Ontem estacionei a nau em frente ao prédio da minha
ex-esposa, pensei de 4 a 8 vezes em desistir, porém desci. Apertei o 104, 3
vezes. Ela atendeu tão logo me identifiquei, e a porta se abriu.
Sabe, esse é um dos momentos em que a vida lhe abre uma
porta, mas você seriamente pensa que são as portas do inferno. Highway to Hell
parecia uma canção de ninar. Subi andar por andar vendo os números pularem
lentamente, abri o paletó e tomei um trago, peguei o cigarro e desisti. Havia
uma puta placa de “Proibido fumar”. Deveríamos ter uma lei que proibisse o
casamento, em cada bar haveria milhares de placas alertando “Não case, transe”.
Se você tem medo de ficar sozinho depois dos 40 é porque não conhece minha
ex-mulher.
Cheguei ao 104 e a porta já estava aberta, prontamente
fiquei em alerta, pupilas dilatadas, respiração ofegante, como um animal que
pressente a armadilha. Lá estava ela sentada no sofá com meu velho cinzeiro de
marfim, cada canto daquela casa tinha um pouco de mim, do meu dinheiro sujo e
suas lavagens. Porque não interessa como você ganha dinheiro, se um dia você se
apaixonar pela pessoa errada, limpo ou sujo, ele pertencerá ao demônio de saia.
Tão logo entrei, ela me disse: Você está atrasado!
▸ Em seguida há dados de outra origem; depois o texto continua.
PR #7900, opened 2021-01-27
Add the integrated BlobDB to the stress/crash tests

ltamasi:
Summary:
The patch adds support for the options related to the new BlobDB implementation
to `db_stress`, including support for dynamically adjusting them using `SetOptions`
when `set_options_one_in` and a new flag `allow_setting_blob_options_dynamically`
are specified. (The latter is used to prevent the options from being enabled when
incompatible features are in use.)

The patch also updates the `db_stress` help messages of the existing stacked BlobDB
related options to clarify that they pertain to the old implementation. In addition, it
adds the new BlobDB to the crash test script. In order to prevent a combinatorial explosion
of jobs and still perform whitebox/blackbox testing (including under ASAN/TSAN/UBSAN),
and to also test BlobDB in conjunction with atomic flush and transactions, the script sets
the BlobDB options in 10% of normal/`cf_consistency`/`txn` crash test runs.

Test Plan:
Ran `make check` and `db_stress`/`db_crashtest.py` with various options.

### DIFF
--- a/tools/db_crashtest.py
+++ b/tools/db_crashtest.py
@@ -271,7 +271,7 @@ blob_params = {
     # enabled/disabled during the test via SetOptions
     "enable_blob_files": lambda: random.choice([0] + [1] * 3),
     "min_blob_size": lambda: random.choice([0, 16, 256]),
-    "blob_file_size": lambda: random.choice([1048576, 268435456, 1073741824]),
+    "blob_file_size": lambda: random.choice([1048576, 16777216, 268435456, 1073741824]),
     "blob_compression_type": lambda: random.choice(["none", "snappy", "lz4", "zstd"]),
     "enable_blob_garbage_collection": lambda: random.choice([0] + [1] * 3),
     "blob_garbage_collection_age_cutoff": lambda: random.choice([0.0, 0.25, 0.5, 0.75, 1.0]),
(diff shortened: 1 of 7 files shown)


jay-zhuang (approved):
👍👍👍

tools/db_crashtest.py
```diff
@@ -356,6 +373,12 @@ def gen_cmd_params(args):
     if args.test_best_efforts_recovery:
         params.update(best_efforts_recovery_params)
 
+    # Best-effort recovery and BlobDB are currently incompatible. Test BE recovery
+    # if specified on the command line; otherwise, apply BlobDB related overrides
+    # with a 10% chance.
```
jay-zhuang, line 378: Is it worth having a BlobDB only stress test job?

jay-zhuang (approved):

tools/db_crashtest.py
ltamasi: That's what I'm trying to avoid :) Note that BlobDB should also work with features like transactions and atomic flush, so testing it by itself as well as in conjunction with those features would require setting up jobs for the direct product `{no sanitizer, ASAN, TSAN, UBSAN} x {no additional features, atomic flush, transactions}`, which is 12 jobs. If you toss in `{whitebox, blackbox}` as well, it's 24 jobs (and it might be more later).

Não abri a boca, abri apenas a carteira e peguei o dinheiro
da pensão, mais a prestação da estante nova. (quebrei a antiga no ultimo
encontro). Enquanto ela contava o dinheiro acendi um cigarro, olhei para o
cinzeiro, de marfim, e senti meu estomago revirar as entranhas. Meu velho
cinzeiro de marfim, presente de um franco porto-riquenho que conheci numa
transação atlântica. Senti o ódio subir pela garganta e estourar todos os vasos
sanguíneos do meu olho, me vi quebrando tudo e todos ao meu redor. Quando
voltei o olhar para aquela velha monstruosa, lembrei da jovem cinta-liga por
quem me apaixonei, num bar a beira-mar às 05:16. Pensei e espancá-la, pelo
cinzeiro de marfim, mas me rendi ao perfume do apartamento e todas as
lembranças daquele velho chiqueiro mareado.
Transamos por 3 horas, antes do atual marido dela chegar.
Quando fechei a porta ela ainda estava deitada, procurando
os cigarros, eu fui embora. Entrei no carro, tomei um trago e quando arranquei
ouvi o grito desesperador vindo lá cima, acelerei. Enquanto o barulho dos pneus
cantando ensurdeciam a velha rapariga, vi meu velho cinzeiro de marfim rolar
pelo banco do carona. Mês que vem eu deposito na conta!